● Directions for this task
Line by line, count where the string "SingleOrVec" appears in the listing, then give the number of such lines alone.

● Data supplied
□ □ □ □ □ □ □

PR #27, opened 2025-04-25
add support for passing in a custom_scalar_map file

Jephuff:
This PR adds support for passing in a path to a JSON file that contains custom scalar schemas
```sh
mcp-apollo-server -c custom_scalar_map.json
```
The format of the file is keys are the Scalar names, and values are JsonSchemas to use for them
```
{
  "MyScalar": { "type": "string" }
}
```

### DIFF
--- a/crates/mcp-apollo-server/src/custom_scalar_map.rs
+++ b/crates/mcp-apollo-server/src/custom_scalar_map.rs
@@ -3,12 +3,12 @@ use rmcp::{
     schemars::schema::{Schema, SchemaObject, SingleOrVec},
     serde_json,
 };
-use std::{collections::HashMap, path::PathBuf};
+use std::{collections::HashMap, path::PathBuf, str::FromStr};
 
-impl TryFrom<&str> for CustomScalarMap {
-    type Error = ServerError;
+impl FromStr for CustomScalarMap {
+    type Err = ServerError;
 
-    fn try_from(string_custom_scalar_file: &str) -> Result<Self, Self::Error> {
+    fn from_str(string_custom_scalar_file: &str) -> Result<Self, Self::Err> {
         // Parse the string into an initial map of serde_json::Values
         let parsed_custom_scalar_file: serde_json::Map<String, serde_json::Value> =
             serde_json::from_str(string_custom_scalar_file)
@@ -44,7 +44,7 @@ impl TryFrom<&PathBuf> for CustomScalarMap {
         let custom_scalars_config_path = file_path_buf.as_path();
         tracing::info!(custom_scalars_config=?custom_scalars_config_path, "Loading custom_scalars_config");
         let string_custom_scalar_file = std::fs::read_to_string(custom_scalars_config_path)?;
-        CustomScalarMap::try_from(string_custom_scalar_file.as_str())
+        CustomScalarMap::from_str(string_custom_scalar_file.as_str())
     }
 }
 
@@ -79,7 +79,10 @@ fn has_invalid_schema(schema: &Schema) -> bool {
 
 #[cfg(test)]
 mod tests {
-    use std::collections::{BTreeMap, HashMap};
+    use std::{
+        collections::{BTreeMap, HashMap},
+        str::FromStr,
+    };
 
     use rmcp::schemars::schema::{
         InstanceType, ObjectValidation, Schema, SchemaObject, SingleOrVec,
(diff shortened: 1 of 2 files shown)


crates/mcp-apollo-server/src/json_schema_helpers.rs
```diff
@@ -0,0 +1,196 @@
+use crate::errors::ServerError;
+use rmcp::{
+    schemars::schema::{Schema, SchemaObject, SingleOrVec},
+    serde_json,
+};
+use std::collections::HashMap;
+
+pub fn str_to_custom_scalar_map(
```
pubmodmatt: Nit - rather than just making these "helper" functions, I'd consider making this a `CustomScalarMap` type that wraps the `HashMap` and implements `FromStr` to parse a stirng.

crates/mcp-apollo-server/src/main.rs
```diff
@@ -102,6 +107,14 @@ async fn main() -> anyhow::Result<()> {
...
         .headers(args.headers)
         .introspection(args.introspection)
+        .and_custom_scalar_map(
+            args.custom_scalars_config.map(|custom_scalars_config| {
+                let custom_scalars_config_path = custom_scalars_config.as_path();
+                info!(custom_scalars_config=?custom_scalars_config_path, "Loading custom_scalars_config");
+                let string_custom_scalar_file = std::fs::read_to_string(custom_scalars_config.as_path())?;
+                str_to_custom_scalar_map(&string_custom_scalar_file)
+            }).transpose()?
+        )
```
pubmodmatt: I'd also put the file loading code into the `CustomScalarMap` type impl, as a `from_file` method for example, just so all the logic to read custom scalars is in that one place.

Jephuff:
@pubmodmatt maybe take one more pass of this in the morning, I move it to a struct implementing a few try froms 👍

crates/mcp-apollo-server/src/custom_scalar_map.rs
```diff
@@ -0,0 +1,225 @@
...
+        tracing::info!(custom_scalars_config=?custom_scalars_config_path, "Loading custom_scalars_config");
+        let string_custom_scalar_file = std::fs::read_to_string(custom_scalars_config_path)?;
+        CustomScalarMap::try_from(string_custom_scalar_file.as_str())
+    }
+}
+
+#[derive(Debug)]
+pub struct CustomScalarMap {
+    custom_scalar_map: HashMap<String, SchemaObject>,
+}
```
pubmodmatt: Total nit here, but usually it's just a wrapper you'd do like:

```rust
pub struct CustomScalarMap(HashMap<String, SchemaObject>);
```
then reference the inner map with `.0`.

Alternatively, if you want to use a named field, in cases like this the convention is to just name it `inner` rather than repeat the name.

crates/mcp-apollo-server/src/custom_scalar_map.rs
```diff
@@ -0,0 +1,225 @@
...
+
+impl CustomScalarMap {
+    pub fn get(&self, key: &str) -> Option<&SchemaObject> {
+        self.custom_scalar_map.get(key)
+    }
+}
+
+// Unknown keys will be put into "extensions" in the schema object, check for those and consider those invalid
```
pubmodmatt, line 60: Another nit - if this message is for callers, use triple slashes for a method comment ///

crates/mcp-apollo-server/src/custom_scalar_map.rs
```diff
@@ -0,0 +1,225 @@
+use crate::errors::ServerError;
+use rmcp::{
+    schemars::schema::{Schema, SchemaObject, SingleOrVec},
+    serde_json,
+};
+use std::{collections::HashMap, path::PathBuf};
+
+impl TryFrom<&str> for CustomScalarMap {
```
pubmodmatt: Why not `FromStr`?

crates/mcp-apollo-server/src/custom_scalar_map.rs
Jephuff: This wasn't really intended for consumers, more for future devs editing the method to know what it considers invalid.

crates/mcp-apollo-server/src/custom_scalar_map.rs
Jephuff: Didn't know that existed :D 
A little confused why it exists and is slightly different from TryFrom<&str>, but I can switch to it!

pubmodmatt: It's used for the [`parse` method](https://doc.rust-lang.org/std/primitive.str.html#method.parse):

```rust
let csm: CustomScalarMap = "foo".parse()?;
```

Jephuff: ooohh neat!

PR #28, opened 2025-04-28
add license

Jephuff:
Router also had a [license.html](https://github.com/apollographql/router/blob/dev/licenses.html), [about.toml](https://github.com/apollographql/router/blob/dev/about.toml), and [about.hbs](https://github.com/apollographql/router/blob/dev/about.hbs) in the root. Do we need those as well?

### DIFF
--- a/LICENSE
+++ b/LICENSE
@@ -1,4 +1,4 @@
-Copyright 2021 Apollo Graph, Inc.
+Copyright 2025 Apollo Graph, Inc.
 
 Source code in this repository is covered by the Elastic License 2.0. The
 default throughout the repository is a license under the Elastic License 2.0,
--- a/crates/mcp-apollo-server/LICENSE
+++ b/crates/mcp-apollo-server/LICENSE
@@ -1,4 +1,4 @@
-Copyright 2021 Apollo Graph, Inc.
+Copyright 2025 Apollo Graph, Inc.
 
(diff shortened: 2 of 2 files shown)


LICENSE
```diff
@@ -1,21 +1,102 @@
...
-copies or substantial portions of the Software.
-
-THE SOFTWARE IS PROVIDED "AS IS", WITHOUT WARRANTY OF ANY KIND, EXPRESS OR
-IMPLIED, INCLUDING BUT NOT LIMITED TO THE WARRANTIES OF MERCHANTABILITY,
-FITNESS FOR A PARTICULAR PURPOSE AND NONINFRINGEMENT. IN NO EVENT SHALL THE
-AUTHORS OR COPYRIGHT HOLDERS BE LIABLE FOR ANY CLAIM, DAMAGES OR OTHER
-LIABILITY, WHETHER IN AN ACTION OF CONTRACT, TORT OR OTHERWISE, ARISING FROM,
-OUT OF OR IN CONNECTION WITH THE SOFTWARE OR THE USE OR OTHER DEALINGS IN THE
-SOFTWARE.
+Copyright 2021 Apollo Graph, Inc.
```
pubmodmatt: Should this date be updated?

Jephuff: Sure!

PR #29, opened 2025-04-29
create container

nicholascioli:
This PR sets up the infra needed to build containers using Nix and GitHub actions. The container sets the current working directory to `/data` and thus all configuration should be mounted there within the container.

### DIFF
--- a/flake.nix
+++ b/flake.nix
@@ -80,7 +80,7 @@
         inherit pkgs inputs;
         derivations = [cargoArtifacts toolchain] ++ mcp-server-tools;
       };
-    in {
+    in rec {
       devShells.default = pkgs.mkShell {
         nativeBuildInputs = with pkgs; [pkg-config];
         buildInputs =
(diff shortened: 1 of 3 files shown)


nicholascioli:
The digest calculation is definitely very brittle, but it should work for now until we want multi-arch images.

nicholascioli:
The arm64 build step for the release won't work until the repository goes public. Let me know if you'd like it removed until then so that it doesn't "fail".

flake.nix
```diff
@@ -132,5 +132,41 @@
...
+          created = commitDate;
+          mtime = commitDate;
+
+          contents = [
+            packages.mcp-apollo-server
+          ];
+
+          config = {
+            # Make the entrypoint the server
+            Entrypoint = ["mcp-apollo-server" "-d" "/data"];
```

□ □ □ □ □ □ □

● Result below
4